I’M NOT SO VAIN or egocentric as to put my keratin treatments on a par with, say, world peace. But when a beauty treatment saves me about 45 minutes each time I do my hair, I have to gush! Another bonus—I no longer have to worry about the weather when I leave the house.
My thick, curly hair tends to frizz if I don’t get it bone dry with the hairdryer. You know the type; some might describe my hair as a “Jew-fro” if I were to let it dry naturally. And while people tell me that my hair is one of my best assets, that’s only because of the hours each week that I spend, painstakingly dividing my wet hair into sections and then pulling with the round brush as I blow each strand to a completely arid state.
I am a P.O.W., a prisoner of wetness. God forbid I should get caught in a rain shower or high humidity! That’s when I look like I stuck my finger in an electrical socket—undoing all my hard work. I can remember trips to Florida where, with the simple act of deplaning, I could literally feel my hair kinking up and frizzing as soon as the humidity hit me. My drawers are filled with hoodies for those days when I might be caught in a slight misty drizzle. I’d almost rather be soaked than be misted. Isn’t it better to look like a drowned rat than an electrocution victim?
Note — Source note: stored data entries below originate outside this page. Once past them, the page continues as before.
PR #4688, opened 2016-05-19
[Fixes #4655] Make comparisons in DefaultAssemblyPartDiscoveryProvider case insensitive

### LINKED ISSUE #4655: RC2 Mvc not discovering controller in netcoreapp
I am having an issue where my controller is not being detected by Mvc in my barebones web app. The code for this problem can be found at https://github.com/awec/WeirdRC2Mvc. Also available at https://gist.github.com/awec/c4cb7be9dffdc5a0e29b813743628878 for easier reading. 

I'm using VSCode (VS is not installed on this machine) and dotnet cli. I've installed RC2 and Preview 1 of the sdk (dotnet --version is 1.0.0-preview1-002702). 

Other people who have looked at this issue report that it works in VS, however they also can repro the issue outside of VS (i.e. using the cli) on their machines (including non-Windows machines). 

**Repro steps:**
1. dotnet restore -> no issues
2. dotnet run -> no issues
3. http://localhost:5000 -> 404
4. http://localhost:5000/Home/Index -> 404

**Expected:** exception to be thrown (exception purposefully thrown in controller constructor to demonstrate the controller isn't being initialized). 

The trace logs show:

> dbug: Microsoft.AspNetCore.Routing.RouteBase[1]
>       Request successfully matched the route with name 'default' and template '{controller=Home}/{action=Index}/{id?}'.
> dbug: Microsoft.AspNetCore.Mvc.Internal.MvcRouteHandler[3]
>       No actions matched the current request

Things I have tried:

1. Adding an int id parameter to my action method to make sure the {id?} portion of the default route wasn't causing a problem
2. Renaming the controller from HomeController to Home
3. Moving the controller into a .Controllers namespace
4. Moving the controller class out of the Controllers folder
5. Explicitly adding the route in UseMvc instead of UseMvcWithDefaultRoute.

I definitely have the correct URL (localhost:5000) because I can get responses outside of MVC. 

As far as I can tell my controller meets the requirements for discovery from https://github.com/aspnet/Announcements/issues/165

javiercn:
project.lock.json and .deps.json file use the casing on the users project.json file which causes problems when we discover the default list of application parts. This fix relaxes our criteria for comparing library names so that we don't fail because of the casing used in project.json or a change in the casing of the library name between versions.

### DIFF
--- a/src/Microsoft.AspNetCore.Mvc.Core/Internal/DefaultAssemblyPartDiscoveryProvider.cs
+++ b/src/Microsoft.AspNetCore.Mvc.Core/Internal/DefaultAssemblyPartDiscoveryProvider.cs
@@ -14,7 +14,7 @@ namespace Microsoft.AspNetCore.Mvc.Internal
     // Discovers assemblies that are part of the MVC application using the DependencyContext.
     public static class DefaultAssemblyPartDiscoveryProvider
     {
-        internal static HashSet<string> ReferenceAssemblies { get; } = new HashSet<string>(StringComparer.Ordinal)
+        internal static HashSet<string> ReferenceAssemblies { get; } = new HashSet<string>(StringComparer.OrdinalIgnoreCase)
         {
             "Microsoft.AspNetCore.Mvc",
             "Microsoft.AspNetCore.Mvc.Abstractions",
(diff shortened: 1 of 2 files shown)


javiercn:
@pranavkm

pranavkm:
:shipit:

src/Microsoft.AspNetCore.Mvc.Core/Internal/DefaultAssemblyPartDiscoveryProvider.cs
```diff
@@ -74,7 +74,7 @@ private class CandidatesResolver
             public CandidatesResolver(IReadOnlyList<RuntimeLibrary> dependencies, ISet<string> referenceAssemblies)
             {
                 _dependencies = dependencies
-                    .ToDictionary(d => d.Name, d => CreateDependency(d, referenceAssemblies));
+                    .ToDictionary(d => d.Name, d => CreateDependency(d, referenceAssemblies), StringComparer.OrdinalIgnoreCase);
```
kichalla: This means the candidate assemblies are case insensitive too right? like `Foo` and `foo` should match?...if yes, can you add a `GetLibrary(..` thingy for this case

javiercn:
Updated @kichalla

kichalla:
:shipit:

So when Katy Ghirardo, my colorist at Christophe, told me I would benefit from keratin several years ago, I skeptically told her to go for it. I couldn’t believe the result: hair so smooth and frizz-free like I had only dreamed of. Literally–I’ve had dreams where I had perfect, low-maintenance hair. I had to wait three days to wash it, but when I did, I could dry it in 10 minutes and achieve that smoothness by just blow-drying while upside down, using a special brush.
Ghirardo uses Keratin by Coppola, and back then there was some debate about the formaldehyde in all keratin treatments. Formaldehyde opens the hair shaft so that keratin, a protein, can infuse the hair with its nutrient goodness; it makes the hair shaft more resilient. Other options include the Brazilian Blowout and La Brasiliana. Your stylist may have a favorite. Ghirardo prefers the more expensive Coppola; she says the cheaper brands are more watery.
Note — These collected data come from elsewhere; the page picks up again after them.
PR #4699, opened 2016-05-20
Remove Key from ModelBindingResult

rynowak:
Removing the key from MBR because it's just bloat. It's not really used for anything. This simplifies a lot of code, next change will simplify more.

FYI a lot of the test changes are because now `default(ModelBindingResult) == ModelBindingResult.Failed()`

/cc @kichalla


kichalla:
:shipit:

rynowak:
Merged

“Stylists who choose Coppola must go through [Coppola’s] training, which teaches you to determine which product to use depending on the client’s hair type,” Ghirardo says. “One of the other brands sent me a free trial; they had no training, which I don’t think is good.”
You want your stylist to understand the best product for your hair’s texture. The looser your wave, the straighter your hair will become, and though the application technique differs from thick to thin hair, both hair types will benefit. Even people who already have straight hair may turn to keratin to eliminate frizz and boost shine.
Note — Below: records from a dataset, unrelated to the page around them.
PR #4701, opened 2016-05-20
Make ModelBindingContext.Result non-nullable

rynowak:
This change simplifies a bunch of code and fits more in line with the
current design of model binding.

Now, a model binder only has to do anything if it was successful.
'return' is enough to indicate failure.


src/Microsoft.AspNetCore.Mvc.Core/Internal/ControllerArgumentBinder.cs
```diff
@@ -189,13 +189,13 @@ public class ControllerArgumentBinder : IControllerArgumentBinder
             await binder.BindModelAsync(modelBindingContext);
 
             var modelBindingResult = modelBindingContext.Result;
-            if (modelBindingResult != null && modelBindingResult.Value.IsModelSet)
+            if (modelBindingResult != null && modelBindingResult.IsModelSet)
```
dougbu: Remove `modelBindingResult != null &&`.

src/Microsoft.AspNetCore.Mvc.Core/Internal/ControllerArgumentBinder.cs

So with about four years under my belt, I am an avid keratiner, and I believe my hair has never been healthier. But the process is not cheap—about $350 for the full three-hour keratin application, which lasts four to six months, and $150 for the 11/2-hour express, which lasts four to six weeks.
If you also color your hair, you would do it at the same time because both procedures open the hair shaft, or you must wait two weeks if you prefer to separate the two. And it’s best to get your hair cut with the keratin treatment because the straightness will affect the way it lies.
No doubt it is an investment, and in order to make it last as long as possible, I take steps to maintain the keratin:
For the first three days I can’t get my hair wet in the slightest—no sweat, no mist, no dampness from the shower. Also, if I want my hair to be straight after this three-day period, I have to keep it poker straight with a flat iron each morning during this period.
When I wash my hair, I can use only products that do not contain sulfates or sodium.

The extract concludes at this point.